══ Data for this task ══

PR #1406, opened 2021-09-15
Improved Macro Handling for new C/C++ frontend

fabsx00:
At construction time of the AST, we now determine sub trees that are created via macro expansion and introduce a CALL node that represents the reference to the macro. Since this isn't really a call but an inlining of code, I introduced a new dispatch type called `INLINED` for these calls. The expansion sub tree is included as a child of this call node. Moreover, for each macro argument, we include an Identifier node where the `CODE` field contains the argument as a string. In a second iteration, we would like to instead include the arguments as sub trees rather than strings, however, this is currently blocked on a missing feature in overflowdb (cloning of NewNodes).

═══
══ Data for this task ══

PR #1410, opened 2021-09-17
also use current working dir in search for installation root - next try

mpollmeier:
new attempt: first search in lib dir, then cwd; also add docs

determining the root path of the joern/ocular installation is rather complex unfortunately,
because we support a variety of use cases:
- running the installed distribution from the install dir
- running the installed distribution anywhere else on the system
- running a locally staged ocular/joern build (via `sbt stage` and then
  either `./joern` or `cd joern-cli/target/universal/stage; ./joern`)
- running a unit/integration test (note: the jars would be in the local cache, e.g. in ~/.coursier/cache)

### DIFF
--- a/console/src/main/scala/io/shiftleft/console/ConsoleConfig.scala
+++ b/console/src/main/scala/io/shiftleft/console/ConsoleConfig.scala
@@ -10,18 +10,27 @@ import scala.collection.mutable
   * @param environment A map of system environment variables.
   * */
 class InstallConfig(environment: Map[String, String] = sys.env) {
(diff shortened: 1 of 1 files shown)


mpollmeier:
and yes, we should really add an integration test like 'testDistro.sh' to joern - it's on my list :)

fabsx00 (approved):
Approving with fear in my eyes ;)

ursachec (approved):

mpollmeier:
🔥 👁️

═══
══ Data for this task ══

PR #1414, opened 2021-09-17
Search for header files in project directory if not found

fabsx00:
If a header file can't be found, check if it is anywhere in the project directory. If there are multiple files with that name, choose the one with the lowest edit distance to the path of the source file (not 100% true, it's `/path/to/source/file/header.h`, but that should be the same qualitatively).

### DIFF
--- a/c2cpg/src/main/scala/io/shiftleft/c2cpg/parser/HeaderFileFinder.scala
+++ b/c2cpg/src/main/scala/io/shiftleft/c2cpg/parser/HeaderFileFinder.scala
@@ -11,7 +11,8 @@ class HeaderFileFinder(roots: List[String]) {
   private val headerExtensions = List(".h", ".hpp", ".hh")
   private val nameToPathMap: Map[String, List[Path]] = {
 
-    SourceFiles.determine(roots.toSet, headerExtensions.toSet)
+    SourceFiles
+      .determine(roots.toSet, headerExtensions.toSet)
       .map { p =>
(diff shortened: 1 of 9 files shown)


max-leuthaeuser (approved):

═══

### What to work on:
In the listing above, find each line with "scala" and copy it.

### Answer box:
--- a/console/src/main/scala/io/shiftleft/console/ConsoleConfig.scala
+++ b/console/src/main/scala/io/shiftleft/console/ConsoleConfig.scala
@@ -10,18 +10,27 @@ import scala.collection.mutable
--- a/c2cpg/src/main/scala/io/shiftleft/c2cpg/parser/HeaderFileFinder.scala
+++ b/c2cpg/src/main/scala/io/shiftleft/c2cpg/parser/HeaderFileFinder.scala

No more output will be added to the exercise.